Kata ‘lentur’ itu sendiri mempunyai konotasi yang positif dibandingkan kata ‘kaku’. Kebanyakan orang tentu lebih suka disebut lentur dan tidak kaku. ‘Kelenturan pasar tenaga kerja’ terdengar lebih menarik dan ‘benar’ daripada ‘kekakuan pasar tenaga kerja’. Ini bukan soal selera bahasa saja; ada masalah yang lebih serius di balik permainan kata tersebut. Pengetahuan telah didominasi oleh lembaga-lembaga penelitian dan para akademisi, dan ada bahaya, suara keprihatinan orang-orang yang terpinggir tidak mendapat tempat. Penindasan buruh rupanya tidak berhenti pada soal-soal yang sifatnya material seperti upah dan kondisi kerja. Terjadi pula penindasan yang sifatnya epistemologis, yaitu manipulasi dalam penciptaan pengetahuan. Supaya pengetahuan mengenai buruh tidak mengalami pembelokan, mestinya orang-orang yang langsung mengalaminya ikut memproduksi pengetahuan tersebut.

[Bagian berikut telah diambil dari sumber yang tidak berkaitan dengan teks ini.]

PR #12792, opened 2026-02-09
Fix SeaweedFS IAM endpoint in profile controller

sduvvuri1603:
### Summary
The profile controller creates the IAM client without using AWS_ENDPOINT_URL, so in SeaweedFS mode it can call AWS IAM instead of SeaweedFS. This prevents creation of the per‑profile mlpipeline-minio-artifact secret and causes the artifact‑proxy service to be unreachable in the user namespace. This PR makes the IAM client respect AWS_ENDPOINT_URL and adds a small test to ensure the endpoint is used.

### Bug
In pipelines-profile-controller/sync.py, iam = session.create_client('iam', region_name='foobar') ignores AWS_ENDPOINT_URL even though the deployment sets it to http://seaweedfs.kubeflow:8111.

### Change
- Create the IAM client with endpoint_url=AWS_ENDPOINT_URL when provided.
- Add a unit-style test that asserts the endpoint is passed to the IAM client.

### Expected impact
SeaweedFS multi‑user profile reconciliation will create mlpipeline-minio-artifact in user namespaces, unblocking the artifact‑proxy health check.

### DIFF
--- a/manifests/kustomize/base/installs/multi-user/pipelines-profile-controller/sync.py
+++ b/manifests/kustomize/base/installs/multi-user/pipelines-profile-controller/sync.py
@@ -24,11 +24,20 @@ import botocore.session
 S3_BUCKET_NAME = 'mlpipeline'
 
 session = botocore.session.get_session()
-# To interact with seaweedfs user management. Region does not matter.
-iam = session.create_client('iam', region_name='foobar')
 # S3 client for lifecycle policy management
 s3_endpoint_url = os.environ.get("S3_ENDPOINT_URL", "http://seaweedfs.kubeflow:8333")
 s3 = session.create_client('s3', region_name='foobar', endpoint_url=s3_endpoint_url)
+
+
+def create_iam_client():
+    # To interact with SeaweedFS user management. Region does not matter.
+    endpoint_url = os.environ.get("AWS_ENDPOINT_URL")
+    if endpoint_url:
+        return session.create_client('iam', region_name='foobar', endpoint_url=endpoint_url)
+    return session.create_client('iam', region_name='foobar')
+
+
+iam = create_iam_client()
 
 
 def main():
--- a/manifests/kustomize/base/installs/multi-user/pipelines-profile-controller/test_sync.py
+++ b/manifests/kustomize/base/installs/multi-user/pipelines-profile-controller/test_sync.py
@@ -1,6 +1,7 @@
 import os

Membangun komunitas sambil meneliti

Sejak zaman Charles Dickens dan Karl Marx sudah ada banyak penelitian mengenai nasib buruh, namun masih jarang penelitian yang dikerjakan sendiri oleh buruh dan berangkat dari keprihatinan mereka sendiri. Ketika menulis sejarah The Making of the English Working Class (1963), Edward P. Thompson ingin menampilkan ruh yang bekerja dalam diri setiap tukang, pengrajin, buruh pabrik dan ulama lokal. Menurut Thompson, pembentukan kesadaran kelas pekerja merupakan proses yang dimulai dari bawah oleh para buruh sendiri dan bukan oleh para pemimpin yang serba tahu. Ia menolak para sejarawan ekonomi yang melihat buruh sebagai faktor produksi dan angka statistik belaka. PAR mewarisi semangat yang sama dan menawarkan metodologi penelitian yang melibatkan kaum terpinggir sebagai peneliti untuk menjawab kebutuhan-kebutuhan yang muncul dari pahit getir kehidupan mereka setiap hari. Dengan PAR, orang-orang tersingkir membangun kemampuan untuk melakukan penelitian sendiri; dengan kata lain, PAR adalah alat pembebasan. Melalui aktivitas penelitian model ini, kaum tersisih merebut pengetahuan dari dominasi dan monopoli para peneliti mapan seperti para akademisi, lembaga penelitian, bisnis, dan pemerintah.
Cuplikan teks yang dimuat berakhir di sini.